Протянув руку, Шани дотронулся до выбитых на надгробии букв. Случись все иначе, их с Хельгой дети сейчас были бы совсем взрослыми. Да что дети – внуки были бы. И войны бы не случилось.
Сейчас он словно находился вне времени. В его личной стране Никогде не было ничего, кроме одиночества и тяжелых мыслей. Шани очень редко вспоминал свою юношескую любовь – но если память оживала, то вот так, до почти физической боли. Ленты тумана скользили среди надгробий, тьма казалась почти ощутимой, а пригоршня городских огней, видимая отсюда, рассыпалась редкими искрами и медленно гасла. Все жители Аальхарна от мала до велика были свято уверены в том, что ночью на кладбище страшно до одури – Шани отлично знал, что бояться надо живых. Самого себя – в первую очередь.
Мертвые молчали. Шани провел ладонями по лицу и негромко произнес:
– Хельга, прости меня.
Никто не ответил: мертвые редко говорят вслух.
Глава 10. Дзёндари
Отец Тауш, священник маленькой церкви на окраине столицы, уже собирался отправляться домой – погода была просто отвратительной, дождь лил стеной, и вряд ли кто-то собрался бы сегодня прийти сюда. Горожанам приятнее думать о здоровье и сухих сапогах, чем о Заступнике. Однако, когда отец Тауш уже поднялся со своей скамьи, в исповедальной кабинке хлопнула дверца, и тихий, чуть надтреснутый мужской голос произнес:
– Примите мою исповедь, отче. Я грешен.
– В чем же твои грехи, дитя мое? – ласково произнес священник, усаживаясь обратно. Из соседней кабинки пахло горьким столичным дождем, табаком и дорогим одеколоном; исповедуемый вздохнул и произнес:
– Я убивал.
– Ты был на войне?
– Был.
– Любой воин любой армии несет покаяние и трижды три года не допускается к очам Заступника. Но искреннее и чистосердечное раскаяние угодно Небу, и я верю, что ты искренен. Именем, милостью и славой Заступника отпускаю тебе этот грех.

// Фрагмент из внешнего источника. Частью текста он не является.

PR #262, opened 2020-06-24
Support for ssh rotation in Windows

shreyankkr:
This will enable ssh plugin to support rotations possible when commander is running in Windows OS. This uses paramiko module (http://docs.paramiko.org/en/stable/) to establish ssh connection, which uses socket based communication. This also uses a simple thread to enable reading from shell and writing back on passwd prompt.

### DIFF
--- a/keepercommander/plugins/ssh/README.md
+++ b/keepercommander/plugins/ssh/README.md
@@ -6,9 +6,13 @@ The SSH plugin for Keeper Commander gives you the ability to rotate any local or
 ### Dependencies 
 
 1) Install the below modules
-
+If Keeper Commander running in Unix based OS
 ```
 pip3 install pexpect
+```
+For Windows OS
+```
+pip3 install paramiko
 ```
 
 2) Add the following Custom Fields to the record that you want to rotate within Keeper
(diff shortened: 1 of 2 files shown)


b1tninja:
Love it.  A minor security enhancement, the AutoAcceptPolicy() I think we would need to change, and I worry about the rotation code typing out the password to the ssh endpoint, but will talk to the team about merging this with sufficient "WARNING" notices to the user, since this is the more portable solution... absent an endpoint or "agent". Additional thoughts I had when reviewing, this is obviously catered toward *nix, there is a more rare Windows SSH server.

Thanks, I'll talk with the team about if we can merge this or not, I'd like to as a opt-dep sort of plugin

ESA-Security-Group (approved):
#332  ⚜️🪄✨🧛🏼‍♀️👩‍❤️‍💋‍👩👭🧍🏼‍♀️🧚🏼‍♀️🧜🏼‍♀️🧝🏻‍♀️👸🏼👸🏻🧑🏽‍🎤👩🏽‍🦰👩🏼🧍🏽‍♀️Give Ambjörn🥇🧛🏼🩸Sköld pussy!💦🌹✨

ESA-Security-Group (approved):
EDITED

kihneman:
Closing in favor of https://github.com/Keeper-Security/Commander/pull/739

– Хорошо, – вздохнул исповедуемый, но отец Тауш не услышал в его голосе ни радости, ни облегчения.
– Я чувствую, что тебе тяжело, дитя мое, – проговорил он, – и на сердце у тебя великий груз. Расскажи обо всем так же откровенно, как начал исповедь, и Заступник простит тебя.
В кабинке стало тихо. Если бы не запах, пришедший вместе с исповедуемым, то отец Тауш решил бы, что снова остался один.
– Я убивал, отче, – донеслось, наконец, из кабинки. – Наверно, в этом все дело.
Он заговорил, и отец Тауш замер: на исповедь к нему пришел печально знаменитый Убийца Рыжих Дев. Он неторопливо и подробно рассказал о каждом убийстве, о том, как уничтожал улики и расправлялся с телами; отец Тауш оцепенел от подобного неслыханного злодейства и искренне не знал, что же ему делать дальше. Наконец, исповедь закончилась, и убийца терпеливо ждал ответа.
– Заступник милостив, – в конце концов, произнес священник. Язык едва его слушался. – Он простит тебя. Ступай с миром и не греши больше.
Ему стало страшно. Очень страшно. Казалось, воздух в храме сгустился и вязнет в легких, не позволяя дышать, а в животе противно стынет ледяной комок. Однако наваждение исчезло, и отец Тауш понял, что он действительно один. Исповедальная кабинка опустела.